TRUSS BRIDGES

What is a beam bridge, truss bridge and how can you compute the forces at play.

In a THROUGH TRUSS bridge, the load ( people, trains, cars etc.) goes THROUGH the truss.
Here’s the Burnside Bridge in Portland OR. A DECK TRUSS, where the load (and the deck) is above the truss.
In a PONY TRUSS bridge, the load travels through the truss, even though there is no “top” to the truss. This 20ft long bridge
was built by a high school class.

This page will cover the different types of truss bridges, and how to use the Method of Joints and the Method of Sections to analyze the bridge.

What is a beam? A horizontal support. Here’s one

How to make 2 “trees” into a beam bridge

This beam bridge could easily support a couple hundred pounds.

How to turn a beam bridge into a truss.

A truss bridge is made of 2-force members that carry the load in either Tension or Compression. Here’s a simple model to illustrate that.

A truss is a beam made of many smaller parts (members) some of which form triangles. Here’s a 5 pound truss model that easily supports a 150 pound load.

More video of the bridge made using 1/4″ plywood.

METHOD OF JOINTS- a handy tool for computing the forces in a truss

This 3 member (piece) truss is made of the 2 angled legs and the connecting member- the black thread connecting the legs at the bottom.

Before we can analyze the truss, we need to understand the 3 equilibrium equations.

Now to find the External forces acting on the truss.

First the reactions at A and C. We use the sum of the forces in the Y direction and the sum of the Moments about point A.
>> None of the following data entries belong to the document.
Issue #380, opened 2015-06-17
String.format cannot be used in projects intended for web


billy1380:
The use of String.format - in InputMaps - I don't think there is a string.format emulation in gwt.

Extract from `gradlew html:dist`
```
Compiling module com.nilunder.testgame.GdxDefinition
   Validating units:
      [ERROR] Errors in 'jar:file:/xxx/testgame/core/libs/bdx.jar!/com/nilunder/bdx/inputs/Gamepad.java'
         [ERROR] Line 78: No source code is available for type com.badlogic.gdx.controllers.Controller; did you forget to inherit a required module?
         [ERROR] Line 86: No source code is available for type com.badlogic.gdx.controllers.Controllers; did you forget to inherit a required module?
         [ERROR] Line 136: No source code is available for type com.badlogic.gdx.controllers.PovDirection; did you forget to inherit a required module?
      [ERROR] Errors in 'jar:file:/xxx/testgame/core/libs/bdx.jar!/com/nilunder/bdx/inputs/GdxProcessor.java'
         [ERROR] Line 24: No source code is available for type com.badlogic.gdx.controllers.ControllerAdapter; did you forget to inherit a required module?
         [ERROR] Line 36: No source code is available for type com.badlogic.gdx.controllers.PovDirection; did you forget to inherit a required module?
         [ERROR] Line 58: No source code is available for type com.badlogic.gdx.controllers.Controller; did you forget to inherit a required module?
      [ERROR] Errors in 'jar:file:/xxx/testgame/core/libs/bdx.jar!/com/nilunder/bdx/inputs/InputMaps.java'
         [ERROR] Line 79: The method format(String, String) is undefined for the type String
   [ERROR] Aborting compile due to errors in some input files
:html:compileGwt FAILED
```

billy1380:
String.format is currently used in InputMaps.java and Profiler.java. The first use can be easily replaced with +. The Profiler howerver makes extensive use of length modifiers so not sure whether we can settle for unformatted floats. The only other alternative is to probably to have a gwt implementation of the profiler that uses gwt number formatters.

@GoranM any thoughts.

billy1380:
For reference, the GWT issue

https://github.com/gwtproject/gwt/issues/3946

rafcolson:
Maybe we can use [String.Format](http://docs.oracle.com/javase/7/docs/api/java/util/Formatter.html)

billy1380:
[...]

Issue #379, opened 2015-06-16
Html build issue (Controller)


billy1380:
The build complaining about controllers (I think because they a web implementation is not available). 

Extract from `gradlew html:dist`
```
Compiling module com.nilunder.testgame.GdxDefinition
   Validating units:
      [ERROR] Errors in 'jar:file:/xxx/testgame/core/libs/bdx.jar!/com/nilunder/bdx/inputs/Gamepad.java'
         [ERROR] Line 78: No source code is available for type com.badlogic.gdx.controllers.Controller; did you forget to inherit a required module?
         [ERROR] Line 86: No source code is available for type com.badlogic.gdx.controllers.Controllers; did you forget to inherit a required module?
         [ERROR] Line 136: No source code is available for type com.badlogic.gdx.controllers.PovDirection; did you forget to inherit a required module?
      [ERROR] Errors in 'jar:file:/xxx/testgame/core/libs/bdx.jar!/com/nilunder/bdx/inputs/GdxProcessor.java'
         [ERROR] Line 24: No source code is available for type com.badlogic.gdx.controllers.ControllerAdapter; did you forget to inherit a required module?
         [ERROR] Line 36: No source code is available for type com.badlogic.gdx.controllers.PovDirection; did you forget to inherit a required module?
         [ERROR] Line 58: No source code is available for type com.badlogic.gdx.controllers.Controller; did you forget to inherit a required module?
      [ERROR] Errors in 'jar:file:/xxx/testgame/core/libs/bdx.jar!/com/nilunder/bdx/inputs/InputMaps.java'
         [ERROR] Line 79: The method format(String, String) is undefined for the type String
   [ERROR] Aborting compile due to errors in some input files
:html:compileGwt FAILED
```

billy1380:
This looks interesting http://www.badlogicgames.com/wordpress/?p=2743

billy1380:
Submitted a pull request with the changes. Project seems to build after including the controller module.

PR #381, opened 2015-06-17
Fix for issues #379 and #380

billy1380:


GoranM:
The first commit should be split into two: You should have one for adding eclipse files to gitignore, and another for removing the use of String.format.

If your formatForDisplay method works (@rafcolson can probably help you test that) , I'll accept your code, because it resolves a bug, but it should be considered a temporary fix, because, ideally, we would be able to make a proper alternative for String.format, which would just work when compiling with GWT.

It should be possible to do that via "super source", as documented [here](http://www.gwtproject.org/doc/latest/DevGuideOrganizingProjects.html#DevGuideModuleXml) (under the heading: "Overriding one package implementation with another").

billy1380:
@GoranM don't worry about accepting the code with the current commits... I can easily recreate the commits by creating another branch and applying the changes one at a time. I just wanted some feedback. Give me a nod if you prefer that.

I have built the code and run it since the last post but the project crashes after loading resources as can be seen [http://spacehopperstudios.com/testenv/testgame/](http://spacehopperstudios.com/testenv/testgame/ "BDX Test Game"). I know it loads some resources successfully because I can see them come down in the dev tools.

In superdev mode the message is "Cannot read property type_0 of undefined" but I would rather someone else had a go with before I raised a bug especially that I think that it might be a libgdx issue.

About String.format - I think String.format ultimately wraps java.util.Formatter and the implementation of the format method is a grizzly thing (because of the versatility mixed with locale awareness). Been looking for some code with a compatible license that I might be able to base it on... but found nothing so far (except some suggestions on the gwt issue I linked to). One thing that might be useful is if we can find code from the apache harmony project we might be able to use that: thoughts?

Anyway... let me know how the testing goes and I can sort the commits however you prefer.

billy1380:
I setup an html5 project from scratch with gdx-setup.jar and built it for testing using superdev and it runs fine, so it might be a bdx/my code changes after all :sob:

rafcolson:
So do I have to test your commit?

billy1380:
If you get a chance, please do.

rafcolson:
I've tested the commits. Everything seems to work fine.

billy1380:
Nice one... Thanks very much. I will close this and submit another pull request for the String.format changes only.

billy1380:
@GoranM new pull requests submitted.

I’ve been informed by engineers who know, that when computing the external forces, we DO NOT include the weight of the truss. So instead of 11.9 pounds for the “load” I should have used just the weight of the 2 bricks-9.4 pounds.

That means that when you use Sum forces in Y direction- the sum of the 2 reactions is not 11.9 but 9.4pounds. Next we use the Sum of the moments about point A-and use 9.4 instead of 11.9 pounds, and get 4.7pounds for the reaction @C and when substituting back into the earlier formula, we get 4.7 for the reaction @A.

Now for the Internal forces. We use the Free Body Diagram.

By convention, when analyzing the forces using the FBD, we always assume the forces are pulling away from the joint-so the arrow points away from A
Using the sum of the forces in the X (horizontal) direction we get an equation with 2 unknowns, so we have to continue. A diagonal force can be broken down into its vertical and horizontal components.
Now we use the sum of the forces in the Y (vertical) direction to compute the value of Fab.

But the reaction @A is not 5.95 but 4.7 so when we substitute 4.7 into the equation for Sum vertical forces- Fab=negative 6.89 (not 8.72)

Now we have to change Fab from 8.72 to 6.89. When you substitute 6.89into the formula, you’ll get Fac (the thread) = 5.02 pounds of tension.

Finally we can compute the value of Fac-(the thread), which is what was the goal from the beginning.